水中锌硫电池（AZSBs）具有成本和安全性方面的优势，但也面临着严重的电池极化问题。

研究组在ZnSO₄电解质中引入助溶剂N，N-二乙基甲酰胺（DEF）来促进硫阴极转化反应。与Zn(H₂O)₆²⁺相比，共溶剂电解质中的重构溶剂化[Zn(H₂O)₅DEF]²⁺具有更窄的HOMO-LUMO间隙（0.74 eV vs 1.31 eV），导致电解质-电极界面的电荷转移动力学更快。由于DEF与硫电极之间的强相互作用，DEF提供的电子占据了硫的反键轨道，增加了硫原子之间的电子密度和静电斥力，从而减弱了S-S键的相互作用。

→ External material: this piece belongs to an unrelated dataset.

PR #9751, opened 2026-05-30
LibWeb: Use retained display lists for hit testing

awesomekling:
This replaces recursive paint-order hit testing with a retained hit-test display list recorded alongside painting. The list records hit-testable boxes, text fragments, chrome widgets, caret rects, visual context indices, and line metadata, then uses a spatial index to limit point queries to nearby candidates.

这种电子注入效应也减小了带隙，提高了硫的本征电导率。结果表明，AZSBs的共溶剂电解质设计实现了0.8 V vs Zn²⁺/Zn的高放电平台，并降低了0.32 V的电池极化，优于大多数报道的AZSBs。此外，研究组提出了AZSBs中共溶剂电解质的设计原则，机器学习结果表明，共溶剂的供体数和HOMO能量是预测AZSBs放电电压的关键描述符。这项工作为高性能AZSBs的开发提供了新的见解。

附：英文原文

Title: Cosolvent Electrolyte Design for High-Voltage Aqueous Zinc–Sulfur Batteries

Author: Peng Hei, Ya Sai, Lin Yu, Yulai Lin, Bo Li, Guangxu Hu, Wanlong Wu, Jing Wang, Xiaoqi Sun, Xiao-Xia Liu, Yu Song

Issue&Volume: July 22, 2025

Abstract: Aqueous zinc–sulfur batteries (AZSBs) offer cost and safety advantages but face challenges related to severe cell polarization. Herein, we introduce a cosolvent, N,N-diethylformamide (DEF), in the ZnSO4 electrolyte to facilitate the sulfur cathode conversion reaction. Compared to Zn(H2O)62+, the reconstructed solvated [Zn(H2O)5DEF]2+ in the cosolvent electrolyte exhibits a narrower HOMO–LUMO gap (0.74 eV vs 1.31 eV), leading to faster charge transfer kinetics at the electrolyte–electrode interface. Due to the strong interaction between DEF and sulfur electrode, the electrons donated by DEF occupy the antibonding orbitals of sulfur, increasing the electron density and electrostatic repulsion between sulfur atoms, thereby weakening the S–S bond interaction. This electron injection effect also reduces the band gap and enhances the intrinsic electrical conductivity of sulfur. As a result, this cosolvent electrolyte design for AZSBs achieves an elevated discharge plateau of 0.8 V vs Zn2+/Zn and reduced cell polarization of 0.32 V, outperforming most reported AZSBs. Additionally, we present design principles for cosolvent electrolytes in AZSBs, with machine learning results suggesting that the donor number and HOMO energy of the cosolvents are critical descriptors for predicting the discharge voltage of AZSBs. This work offers new insights into the development of high-performance AZSBs.

DOI: 10.1021/jacs.5c06710

Source: https://pubs.acs.org/doi/abs/10.1021/jacs.5c06710